- [Description of the task]:
Only the lines below between the ones containing "Feel free to" and "pack-bin target, but maybe it can be removed?", inclusive, are to be reproduced, each exactly as it stands.

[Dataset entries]
------------------------
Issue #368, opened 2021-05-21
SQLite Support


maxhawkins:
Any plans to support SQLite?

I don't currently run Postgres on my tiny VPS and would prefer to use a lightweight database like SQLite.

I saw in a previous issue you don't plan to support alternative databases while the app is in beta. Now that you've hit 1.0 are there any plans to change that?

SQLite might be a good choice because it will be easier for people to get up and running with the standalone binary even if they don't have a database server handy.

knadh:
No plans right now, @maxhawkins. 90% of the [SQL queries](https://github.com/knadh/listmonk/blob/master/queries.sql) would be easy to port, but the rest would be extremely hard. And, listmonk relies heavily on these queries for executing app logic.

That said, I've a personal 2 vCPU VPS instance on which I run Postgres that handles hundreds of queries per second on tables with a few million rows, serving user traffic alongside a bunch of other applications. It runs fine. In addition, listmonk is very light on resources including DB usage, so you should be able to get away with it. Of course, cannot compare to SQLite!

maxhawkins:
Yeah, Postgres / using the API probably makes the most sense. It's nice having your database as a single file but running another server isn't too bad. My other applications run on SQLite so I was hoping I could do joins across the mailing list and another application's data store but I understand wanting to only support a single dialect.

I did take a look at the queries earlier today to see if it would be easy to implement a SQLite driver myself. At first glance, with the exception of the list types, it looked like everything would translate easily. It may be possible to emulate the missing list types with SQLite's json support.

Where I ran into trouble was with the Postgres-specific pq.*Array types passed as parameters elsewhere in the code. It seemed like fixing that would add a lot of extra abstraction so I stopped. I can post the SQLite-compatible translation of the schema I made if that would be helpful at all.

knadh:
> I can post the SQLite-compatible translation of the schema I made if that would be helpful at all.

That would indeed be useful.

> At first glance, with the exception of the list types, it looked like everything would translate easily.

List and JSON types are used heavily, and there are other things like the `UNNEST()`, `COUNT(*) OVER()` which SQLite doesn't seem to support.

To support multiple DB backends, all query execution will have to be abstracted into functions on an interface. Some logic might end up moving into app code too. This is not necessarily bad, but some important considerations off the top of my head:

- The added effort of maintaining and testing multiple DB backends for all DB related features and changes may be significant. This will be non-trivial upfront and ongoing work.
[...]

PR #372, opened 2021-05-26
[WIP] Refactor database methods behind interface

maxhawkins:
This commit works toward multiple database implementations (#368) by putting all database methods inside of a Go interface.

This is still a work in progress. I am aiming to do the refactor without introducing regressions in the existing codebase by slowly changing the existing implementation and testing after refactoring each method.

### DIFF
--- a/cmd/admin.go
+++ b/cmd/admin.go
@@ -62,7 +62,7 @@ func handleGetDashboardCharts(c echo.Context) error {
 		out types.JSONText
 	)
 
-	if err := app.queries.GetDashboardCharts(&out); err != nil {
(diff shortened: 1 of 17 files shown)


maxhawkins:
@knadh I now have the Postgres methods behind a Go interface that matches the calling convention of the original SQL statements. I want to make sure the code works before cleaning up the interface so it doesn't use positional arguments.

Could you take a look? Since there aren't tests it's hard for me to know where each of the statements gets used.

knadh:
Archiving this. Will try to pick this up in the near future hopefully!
------------------------
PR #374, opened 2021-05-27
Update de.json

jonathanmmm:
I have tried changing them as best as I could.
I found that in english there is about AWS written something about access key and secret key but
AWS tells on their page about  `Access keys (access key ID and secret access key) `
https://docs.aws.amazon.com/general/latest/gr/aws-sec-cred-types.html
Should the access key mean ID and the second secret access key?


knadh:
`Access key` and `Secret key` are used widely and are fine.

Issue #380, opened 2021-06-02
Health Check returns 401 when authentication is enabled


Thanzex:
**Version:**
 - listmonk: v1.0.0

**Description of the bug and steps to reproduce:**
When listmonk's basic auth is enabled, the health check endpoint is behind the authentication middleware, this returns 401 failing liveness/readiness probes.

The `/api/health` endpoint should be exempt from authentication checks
------------------------
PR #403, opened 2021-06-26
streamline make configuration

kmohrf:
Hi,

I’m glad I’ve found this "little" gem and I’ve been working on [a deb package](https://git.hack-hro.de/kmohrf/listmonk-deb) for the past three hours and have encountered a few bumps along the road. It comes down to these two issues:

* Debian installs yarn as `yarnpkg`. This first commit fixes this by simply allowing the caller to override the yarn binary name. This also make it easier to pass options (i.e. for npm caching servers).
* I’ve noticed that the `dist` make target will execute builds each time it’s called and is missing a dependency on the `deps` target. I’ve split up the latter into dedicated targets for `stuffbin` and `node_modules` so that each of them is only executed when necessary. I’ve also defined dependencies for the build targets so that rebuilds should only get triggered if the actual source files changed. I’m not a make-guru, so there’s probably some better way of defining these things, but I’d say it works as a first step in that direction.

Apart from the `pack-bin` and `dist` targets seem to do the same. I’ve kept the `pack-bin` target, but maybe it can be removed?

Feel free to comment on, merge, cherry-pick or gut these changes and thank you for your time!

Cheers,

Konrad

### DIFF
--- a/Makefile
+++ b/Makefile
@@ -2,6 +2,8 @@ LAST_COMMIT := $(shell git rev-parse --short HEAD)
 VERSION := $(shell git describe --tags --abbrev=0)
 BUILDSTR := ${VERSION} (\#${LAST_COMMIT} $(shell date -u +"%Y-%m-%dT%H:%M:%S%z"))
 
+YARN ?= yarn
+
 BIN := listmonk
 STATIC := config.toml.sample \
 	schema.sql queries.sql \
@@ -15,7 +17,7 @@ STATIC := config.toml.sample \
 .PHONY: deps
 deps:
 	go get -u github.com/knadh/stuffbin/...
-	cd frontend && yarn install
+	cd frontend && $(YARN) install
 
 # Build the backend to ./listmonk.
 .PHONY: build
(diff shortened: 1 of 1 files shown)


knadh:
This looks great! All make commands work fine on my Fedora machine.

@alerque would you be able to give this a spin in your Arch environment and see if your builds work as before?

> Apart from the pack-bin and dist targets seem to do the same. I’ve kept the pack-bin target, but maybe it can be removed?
------------------------
- [The answer]:
Feel free to comment on, merge, cherry-pick or gut these changes and thank you for your time!

Cheers,

Konrad

### DIFF
--- a/Makefile
+++ b/Makefile
@@ -2,6 +2,8 @@ LAST_COMMIT := $(shell git rev-parse --short HEAD)
 VERSION := $(shell git describe --tags --abbrev=0)
 BUILDSTR := ${VERSION} (\#${LAST_COMMIT} $(shell date -u +"%Y-%m-%dT%H:%M:%S%z"))
 
+YARN ?= yarn
+
 BIN := listmonk
 STATIC := config.toml.sample \
 	schema.sql queries.sql \
@@ -15,7 +17,7 @@ STATIC := config.toml.sample \
 .PHONY: deps
 deps:
 	go get -u github.com/knadh/stuffbin/...
-	cd frontend && yarn install
+	cd frontend && $(YARN) install
 
 # Build the backend to ./listmonk.
 .PHONY: build
(diff shortened: 1 of 1 files shown)


knadh:
This looks great! All make commands work fine on my Fedora machine.

@alerque would you be able to give this a spin in your Arch environment and see if your builds work as before?

> Apart from the pack-bin and dist targets seem to do the same. I’ve kept the pack-bin target, but maybe it can be removed?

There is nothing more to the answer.